In lijn van Lisa Weeda’s Aleksandra en het werk van Svetlana Alexijevitsj is ‘Waar alle wegen ophouden’ een grote geschiedenis verteld aan de hand van individuele geschiedenis. In dit geval die van Valiulina’s vader. We krijgen een beeld van haar vader als een harde, wat norse en onvoorspelbare man. Maatschappelijk gezien krijgt hij weinig gedaan, maar voor zijn eigen interesses gaat hij recht op zijn doel af, zonder daarbij rekening te houden met korte kinderbeentjes, of futiliteiten als storm of hittegolven. Hij is lastig om echt te leren kennen en als hij overlijdt gaat ze op onderzoek uit en stuit op een geschiedenis is de groter is dan ze had kunnen denken. Dat begint met hoe haar vader in WOII een van 3,5 miljoen (!!!!) krijgsgevangen soldaten uit het Rode Leger in handen van de Duitsers wordt. En hoe hij daarmee een belangrijke regel overtreedt. Sovjetsoldaten worden geacht zichzelf te doden bij gevaar voor krijgsgevangenschap. Hun regering steekt dan ook geen vinger voor ze uit, óók niet als ze zoals Valiulina’s vader ontsnappen en gaan samenwerken met de officiële samenwerkingspartners: de Geallieerden. Want voor de Sovjetstaat is dit contact met het Westen het échte verraad. Haar vader wordt na de oorlog dan ook veroordeeld tot tien jaar in de heropvoedingskampen in de goelag.

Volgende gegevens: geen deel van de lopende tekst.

PR #412, opened 2026-05-16
feat(discord): pillar 3 lock + peer-heartbeat primitives (pure modules)

justin-layerv:
## Summary

First of three PRs splitting Pillar 3 (hot-standby gateway pair). This one adds two pure DDB modules — `gateway-lock.js` and `gateway-peer-heartbeat.js` — with **no wiring**. Flag-off, flag-on, and runtime behavior are unchanged. The leader coordinator (PR 13b.2) composes them; the index.js integration (PR 13b.3) puts the whole stack behind a default-off `ENABLE_GATEWAY_HOT_STANDBY` flag.

## Why split

Pillar 3's app side is genuinely bigger than Pillar 2 — lock primitive + heartbeat primitive + HMAC control-channel HTTP server + leader coordinator with watchdog + index.js wiring + boot-requirements. As one PR it lands as 3-5k LOC and a cr loop nightmare. The split lets each surface ship with focused review.

### `src/gateway-lock.js`
Per-shard leader-election lock over the `gateway_lock` DDB table (PK = `shard_id`). Five load-bearing contracts:

1. **Conditional-write IS the lock primitive** (TTL is janitor only). DDB TTL deletion is async with a multi-day SLA — every code path must trust the `ConditionExpression` on every write, never trust TTL absence.
2. **TTL writer shape is epoch SECONDS**, never milliseconds. A ms-encoded value would land ~50,000 years in the future to the DDB reaper.
3. **`instance_id` + `version` CAS guards renew/transfer** against the stale-task-vs-peer-took-over race. Version is the fencing token (cf. Kleppmann).
4. **Release uses `DeleteItem`**, not `UpdateItem REMOVE`. REMOVE would leave `expires_at` populated, forcing a peer's next acquire to wait for the lease to lapse. DeleteItem re-arms the `attribute_not_exists` branch.
5. **Acquire uses `PutItem`** (single round-trip for the post-Delete row-absent case; idempotent on cond fail).

### `src/gateway-peer-heartbeat.js`
Per-replica heartbeat over the `gateway_peer_heartbeat` DDB table (PK = `instance_id`). Four load-bearing contracts:

1. **Freshness filter at READ time IS the correctness primitive**, NOT DDB TTL. A row past `updated_at + freshnessWindowSeconds` must be invisible to the active even if DDB TTL hasn't reaped it.
2. **Single PutItem per renewal** — `updated_at` + `expires_at` written together. Splitting them creates a partial-state window.
3. **TTL writer shape is epoch SECONDS** (same convention as `flow_state` / `gateway_lock`).
4. **Scan + filter is the correct access pattern** (small row count, sub-second consistency, ConsistentRead doubles RCU for no correctness benefit).

## Test plan

- [x] Full local jest suite green (2075 tests, +41 new in this PR)
- [x] Lint clean
- [ ] PR 13b.2 (control-channel + leader coordinator) consumes these modules
- [ ] PR 13b.3 (index.js wiring) puts the whole stack behind `ENABLE_GATEWAY_HOT_STANDBY` (default off)

## Architecture

This PR is **pure additive code** — two new src modules, two new test files, zero imports from existing src. Module pre-tested in isolation; integration validation arrives with PR 13b.2.

The conditional-write contracts mirror the table comments in [qurl-integrations-infra PR #617](https://github.com/layervai/qurl-integrations-infra/pull/617) (lock table) and [PR #620](https://github.com/layervai/qurl-integrations-infra/pull/620) (peer-heartbeat table) — see those for the field-by-field rationale. The design doc at `apps/discord/docs/zero-downtime-design.md` §Pillar 3 is the authoritative source for the lease cadence (2s renew / 6s TTL) and freshness window (6s).

## Pillar 3 PR sequence

- **PR 13b.1 (this PR)**: `gateway-lock.js` + `gateway-peer-heartbeat.js` (pure modules)
- **PR 13b.2**: control-channel HTTP server (HMAC verify + nonce LRU + freshness check) + leader coordinator + connection-watchdog
- **PR 13b.3**: `index.js` wiring + `boot-requirements` combo guards + `.env.example` + flag default-off

### DIFF
--- a/apps/discord/src/gateway-lock.js
+++ b/apps/discord/src/gateway-lock.js
@@ -9,6 +9,31 @@
 // version cursor. Tests run isolated; a future multi-shard caller can
 // construct one per shard.
 //
+// ── Concurrency: single-caller only ──
+//
+// `currentVersion` is closure state mutated by acquireLock / renewLock
+// / transferLock / adoptLockFromHandoff. JS's single-threaded event
+// loop makes each read-then-write atomic at the await boundary, but
+// two concurrent renewLock invocations (e.g., a scheduled tick
+// overlapping a watchdog-triggered renew) would both read version
+// `N`, both attempt to write `N+1`, and the second's CAS fails —
+// clearing `currentVersion=null` even though the lock is still held.
+// The leader-coordinator in PR 13b.2 must serialize all mutator
+// calls (one outstanding renew at a time; transfer/release run only
+// from the SIGTERM path which has the loop stopped). The diagnostic
+// `readCurrentHolder` is the only safe overlap.
+//
+// ── Release semantics ──
+//
+// `releaseLock` is intended for the no-peer SIGTERM path (active dies
+// with no standby to hand to). Both transport errors and CAS failures
+// clear `currentVersion=null` so the caller's state doesn't outlive
+// the lock. This is correct on the SIGTERM path (process is exiting)
+// but would be over-aggressive on a voluntary-step-down path — a
+// future watchdog-driven release would need to distinguish "lock is
+// gone" from "DDB transient error, retry" rather than zero the
+// cursor on either. Today's only caller is gracefulShutdown.
+//
 // ── Load-bearing contracts ──
 //
 // 1. Conditional-write is the lock primitive, NOT DDB TTL. The TTL
@@ -160,15 +185,20 @@ function createGatewayLock({
     const now = nowSeconds();
     const nextVersion = currentVersion + 1;
     try {
+      // No `lock_holder = :holder` in SET — we already hold the
+      // lock, so lock_holder is unchanged. Including it would
+      // burn ~1 WCU byte per renew with no semantic effect.
+      // (acquireLock writes the full row; transferLock writes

Valiulina verzamelt overal vandaan brokjes informatie, want haar vader heeft hier nooit over gepraat en ook in zijn dagboeken valt er nauwelijks iets over terug te vinden. Losjes beweegt ze door de tijd en verweeft de geschiedenis met levendige herinneringen aan haar markante vader, die zijn geheimen verstopte in liefde voor boeken en verhalen. Zo voedt hij zijn dochters op met kennis van een grotere, vrijere wereld en blijft zo de moed betonen ‘een subject van de geschiedenis te willen worden’. Een geschiedenis waarin een individuele mens wel telt, want ‘De worm die zelf over zijn lot wil beschikken, dat is een messteek recht in het hart van Rusland.’